Saturday, February 11, 2006

Building dictionary from the web

Initially a small collection of "seed" texts are fed to the crawler (a few hundred words of running text have been sufficient in practice). Queries combining words from these texts are generated and passed to the Google API which returns a list of documents potentially written in the target language. These are downloaded, processed into plain text, and formatted. A combination of statistical techniques bootstrapped from the initial seed texts (and refined as more texts are added to the database) is used to determine which documents (or sections thereof) are written in the target language. The crawler then recursively follows links contained within documents that are in the target language. When these run out, the entire process is repeated, with a new set of Google queries generated from the new, larger corpus.

ref:
http://borel.slu.edu/crubadan/

4 comments:

Nitin Reddy Katkam said...

Interesting....

BTW, what do search engines use to determine if a web page is of a relevant subject?

Nazeer said...

subject?? I think you meant language.

Well, I don't know how Google determines the language of a particular page but I am using TextCat to determine the langauge.

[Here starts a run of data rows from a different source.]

PR #1714, opened 2019-12-18
Convert line-height and font-size into CSS custom properties

nosolosw:
This PR adds support for tweaking the line-height and font-size using Global Styles. Goes with https://github.com/Automattic/wp-calypso/pull/38754

2001-global-styles-font-settings-14-1218

**Some thoughts:**

- I've found a few instances where invalid values were used and changed them to use the body line-height instead (see comments on code).
- There are a few other places that use a number instead of a SASS variable. I've left those untouched, but I wonder whether we need to modify them to react to user choices.
- I was thinking that, for release, we should also add font sizes as a minimum and potentially letter-spacing as well. What do you think? Is tweaking line-height useful enough?

#### Testing instructions

* Follow instructions on https://github.com/Automattic/wp-calypso/pull/38754
* From the root directory, run `cd varia && npm install && npm run build && npm run build` (twice, so rtl stylesheet compile as well).
* Copy the `varia` dir into the `wp-content/themes` directory of a WordPress instance.
* Switch to varia as the theme active and open a post.
* Open Global Styles and interact with the controls in the "Font Settings" panel. Publish the changes.
* Publish the post and check that the front-end also has the changes.


varia/print.scss
```diff
@@ -34,7 +34,6 @@ Andreas Hecht in https://www.jotform.com/blog/css-perfect-print-stylesheet-98272
   /* Fonts */
 
   body {
-    font: 13pt Georgia, "Times New Roman", Times, serif; // Fallback for browsers without CSS variables support.
```
nosolosw: The postcss-custom-properties plugin will take care of adding the fallback rules for us.

varia/sass/abstracts/_mixins.scss
```diff
@@ -97,6 +97,5 @@
  * It also adds the proper fallback for browsers without support.
  */
 @mixin font-family( $config_map ) {
-	font-family: #{map-deep-get( $config_map, 'fallback' )}; // For browsers without CSS custom properties support.
```
nosolosw: The postcss-custom-properties plugin will take care of generating the fallback rules for us. One thing I'd like to do is refactoring how this works and remove the mixin. This is perhaps best accomplished in a subsequent PR as to keep the focus on line-heights in this one.

varia/sass/blocks/heading/_config.scss
```diff
@@ -19,15 +19,6 @@ $config-heading: (
 			"h1": map-deep-get($config-global, "font", "size", "xxxxl"),
 		),
 		// Letter spacing
-		"line-height": (
```
nosolosw: All themes use the heading `line-height` for every `h*` element, so I thought we could remove these mappings. If we wanted to keep these variables, it's still possible, although they should be provided by Global Styles.

varia/sass/blocks/image/_style.scss
```diff
@@ -4,7 +4,7 @@
 	figcaption {
 		color: #{map-deep-get($config-global, "color", "foreground", "light")};
 		font-size: #{map-deep-get($config-global, "font", "size", "xs")};
-		line-height: #{map-deep-get($config-global, "font", "line-height", "xs")};
```
nosolosw: I couldn't find the `line-height.xs` mapping anywhere, so I changed it to `--line-height-body`. Is it ok for this instance?

varia/sass/child-theme/_config-child-theme-deep.scss
```diff
@@ -228,15 +228,6 @@ $config-heading: (
 			"h1": map-deep-get($config-global, "font", "size", "xxxxl"),
 		),
 		// Letter spacing
-		"line-height": (
```
nosolosw: See comment at https://github.com/Automattic/themes/pull/1714/files#r359437116

varia/sass/elements/_media.scss
```diff
@@ -5,7 +5,7 @@ figure {
 figcaption {
 	color: #{map-deep-get($config-global, "color", "foreground", "light")};
 	font-size: #{map-deep-get($config-global, "font", "size", "xs")};
-	line-height: #{map-deep-get($config-global, "font", "line-height", "xs")};
```
nosolosw: I couldn't find the `line-height.xs` mapping anywhere, so I changed it to `--line-height-body`. Is it ok for this instance?

varia/sass/child-theme/_config-child-theme-deep.scss
```diff
@@ -152,7 +152,7 @@ $config-elements: (
 				"fallback": map-deep-get($config-global, "font", "family", "secondary", "fallback"),
 				"css-var": map-deep-get($config-global, "font", "family", "secondary", "css-var"),
 			),
-			"line-height": map-deep-get($config-global, "font", "line-height", "md"),
```
nosolosw: `$config-global` doesn't have this value, so I've changed it to `body` instead. Is that ok in this instance?

varia/sass/child-theme/_config-child-theme-deep.scss
```diff
@@ -390,6 +381,6 @@ $config-footer: (
 			"css-var": map-deep-get($config-global, "font", "family", "primary", "css-var"),
 		),
 		"size": map-deep-get($config-global, "font", "size", "sm"),
-		"line-height": map-deep-get($config-global, "font", "line-height", "sm"),
```
nosolosw: `$config-global` doesn't have this value, so I've changed it to `body` instead. Is that ok in this instance?

varia/sass/components/footer/_config.scss
```diff
@@ -12,6 +12,6 @@ $config-footer: (
 			"css-var": map-deep-get($config-global, "font", "family", "primary", "css-var"),
 		),
 		"size": map-deep-get($config-global, "font", "size", "sm"),
-		"line-height": map-deep-get($config-global, "font", "line-height", "sm"),
```
nosolosw: `$config-global` doesn't have this value, so I've changed it to `body` instead. Is that ok in this instance?

varia/sass/elements/_config.scss
```diff
@@ -15,7 +15,7 @@ $config-elements: (
 				"fallback": map-deep-get($config-global, "font", "family", "secondary", "fallback"),
 				"css-var": map-deep-get($config-global, "font", "family", "secondary", "css-var"),
 			),
-			"line-height": map-deep-get($config-global, "font", "line-height", "md"),
```
nosolosw: `$config-global` doesn't have this value, so I've changed it to `body` instead. Is that ok in this instance?

varia/sass/abstracts/_mixins.scss
allancole: Interesting. Originally, I made Varia (previously called `_dsgnsystm`) with _only_ CSS-variables (see [here](https://github.com/allancole/_dsgnsystm/tree/master/_dsgnsystm-theme)). 

Are you basically suggesting we go back to that? I’d definitely prefer that direction 👍

varia/sass/blocks/heading/_config.scss
allancole: Interesting. Didn’t realize that but if they aren’t being used anywhere, happy to have these removed :-)

varia/sass/blocks/image/_style.scss
allancole: Hmmm, that’s probably a typo. `--line-height-body` should be fine although, I think `--line-height-heading` might actually look nicer since it’s a caption and not regular paragraph.

varia/sass/abstracts/_mixins.scss
allancole: Wait, I just answered my own question. Nevermind ;-)

varia/sass/elements/_media.scss
allancole: As with the other instance of this, I think `--line-height-heading` is best for captions so they take up less space.

varia/sass/abstracts/_mixins.scss
nosolosw: Go back to the roots! Yeah, I think this is clearer than the mixin approach. Although I still need to figure out how the overrides would work (global configs VS blocks/components configs), it is promising.

varia/sass/blocks/image/_style.scss
nosolosw: Done at 0a48e84e4ec57ba50ea3121259b77a780113bd77

varia/sass/elements/_media.scss
nosolosw: Done at b185f0b55e9361c0bdb70e5f3dcdd91223bc4306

Right now, TextCat doesn't work for all the languages and all the encodings but I think it can be tweaked.

Nitin Reddy Katkam said...

No, I meant subject. There are many subject-specific search engines out there... there's a new search engine called Kosmix that let's you search for pages under a particular category (Health, Politics and Travel). I was just wondering how they would crawl and index their pages.

Nazeer said...

There are tools that do that. We will be soon adding the categorizing feature to the autovita project. You will be able to see that when that goes online.